A major reason the American economy has prospered is that traditionally it has been easy to start a new business, and new businesses account for much of the innovation and job growth in the American economy. Inventors, from Thomas Edison (who started GE, among other companies) to the modern-day whizzes behind Apple, Google and all the rest, have relied on their ability to get “angel” investors to begin their companies. An angel investor is one who is willing to invest in a new and untried business with the hope of a very large return.
It is well known that there is a very high rate of failure among new businesses. For instance, more than 90 percent of all new restaurants fail within three years — but many of the ones that don’t fail become very profitable. For every new Apple, there are hundreds of failures. In the name of “investor protection,” the Securities and Exchange Commission (SEC) makes it almost mandatory that entrepreneurs approach only “accredited investors” when seeking investment capital. Currently, an accredited investor is a person who has a net worth of $1 million or an income of $200,000 per year. The SEC will argue that such a rule protects “widows and orphans” from unscrupulous promoters. This is the same SEC that failed to see the Madoff Ponzi scheme when it was dumped in its lap.

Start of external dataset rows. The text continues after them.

PR #2558, opened 2022-11-24
Don't do it as root

nextgens:
A naive attempt to ensure we don't run the PHP stuff as root; without it we mess the permissions up and fail to upgrade the database schema of roundcube


nextgens:
bors try

ghostwheel42 (approved):

PR #2561, opened 2022-11-25
set the umask when using config-export

nextgens:
## What type of PR?

enhancement

## What does this PR do?

Set a better umask when using config-export


ghostwheel42 (approved):
LGTM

In fact, the rule makes little sense and strongly discriminates against knowledgeable people who are not yet wealthy but are quite capable of making good investment decisions while doing nothing to protect the medical doctor or professional basketball player who easily might meet the definition of an accredited investor but knows little about the risks of new ventures. Under the current rule, a young finance professor at a good university business school who makes $120,000 a year and has a net worth of just $500,000 would not be considered competent to invest in a promising new high-tech start-up, while a successful country-and-Western singer with an eighth-grade education and no experience in or knowledge of business or finance would be considered competent. The proposed rule in the financial reform bill will make this absurdity and loss of financial freedom far worse.
What right do the financial fascists in Washington, who created the world’s biggest financial Ponzi schemes (i.e., Social Security and Medicare) and the largest unsustainable debt in history, have to tell more than 99 percent of the rest of us what we can and cannot invest in?
Those in the same political class are ardent proponents of state lotteries, which typically give a ticket buyer one chance in 15 million of winning, with a payout of less than 50 percent of the ticket price. If one does win and decides to take a lump sum rather than a 30-year payout, the normal payment is one-third of the face amount, upon which the recipient will have to pay full federal and state income tax. Given President Obama’s new tax-increase proposals, a lottery winner in a high-tax state such as California would be paying about 50 percent of the winnings in tax. Thus, a person who buys a $1 ticket can expect to receive only about 7.5 cents in return. If this is not financial fraud, there is no such thing as financial fraud, but because it is practiced by government, it is deemed OK even though any private party doing the same thing would go jail.
At the same time the government class is doing its best to fleece the poor and math-challenged by promoting state lotteries, it is doing its best to prevent middle-class Americans from investing in new businesses that might become productive. Could this possibly have anything to do with who were the big financial givers to the Obama campaign and to the campaigns of the Democratic congressional committee chairmen?
The 1,300-page financial reform bill going through the Senate will, in essence, make the biggest banks (those considered too big to fail) wards of the state — which is classic financial fascism. The Obama Treasury, not the semi-independent Federal Reserve, will decide what these banks are allowed to invest in, in exchange for an unlimited U.S. government guarantee. Since September 2009, banks have been lending more to the government than to private industry. One does not have to be a rocket scientist to see where all this is headed.